HOW TO COMPLETE THIS TASK: From the listing below, copy only the lines running from the line that contains "Allow to select" to the line that contains "Horizontal mirroring is", both included.

★ ★ ★

PR #1567, opened 2019-10-13
(de)buff icons sizes and positions

petchema:
Allow to select between different (de)buff icons layouts

### DIFF
--- a/Assets/Resources/defaults.ini.txt
+++ b/Assets/Resources/defaults.ini.txt
@@ -50,6 +50,7 @@ EnableInventoryInfoPanel=True
 EnableEnhancedItemLists=False
 EnableVitalsIndicators=True
 EnableModernConversationStyleInTalkWindow=False
+IconsPositioningScheme=Classic
 HelmAndShieldMaterialDisplay=0
 InteractionModeIcon = minimal
 EnableArrowCounter=True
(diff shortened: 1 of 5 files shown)


petchema:
classic buffs
medium buffs
small buffs
small deck left buffs
small deck right buffs
small vert left buffs
small vert right buffs

HybOj:
This is lovely! Maybe consider adding the variants with icons at the bottom row of the monitor, between the health bars and compass? Anyway, this is really good and needed for ppl who prefer as clean HUD as possible.

petchema:
Bottom of the screen is used for debuffs inflicted by enemies, that doesn't show up on screenshots (as I don't know a simple way to trigger them at will), but debuffs positions are roughly horizontal mirrored positions of buffs, I just kept that classic layout trait.
Horizontal mirroring is not enforced by the code, one could say decide to put buffs to the left and debuffs to the right; But you always need to define two zones.

HybOj:
Oh you are right, Ive forgot about that, sorry

bansheexyz:
Well, here's a scalecap of 2x on the bottom edge. I think it looks good. Too bad DF didn't color-code buff vs debuff so we have to put them on different rows.

buffsbottom5c

Worst case scenario

buffsbottom5

Interkarma:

★ ★ ★

RESULT:
Allow to select between different (de)buff icons layouts

### DIFF
--- a/Assets/Resources/defaults.ini.txt
+++ b/Assets/Resources/defaults.ini.txt
@@ -50,6 +50,7 @@ EnableInventoryInfoPanel=True
 EnableEnhancedItemLists=False
 EnableVitalsIndicators=True
 EnableModernConversationStyleInTalkWindow=False
+IconsPositioningScheme=Classic
 HelmAndShieldMaterialDisplay=0
 InteractionModeIcon = minimal
 EnableArrowCounter=True
(diff shortened: 1 of 5 files shown)


petchema:
classic buffs
medium buffs
small buffs
small deck left buffs
small deck right buffs
small vert left buffs
small vert right buffs

HybOj:
This is lovely! Maybe consider adding the variants with icons at the bottom row of the monitor, between the health bars and compass? Anyway, this is really good and needed for ppl who prefer as clean HUD as possible.

petchema:
Bottom of the screen is used for debuffs inflicted by enemies, that doesn't show up on screenshots (as I don't know a simple way to trigger them at will), but debuffs positions are roughly horizontal mirrored positions of buffs, I just kept that classic layout trait.
Horizontal mirroring is not enforced by the code, one could say decide to put buffs to the left and debuffs to the right; But you always need to define two zones.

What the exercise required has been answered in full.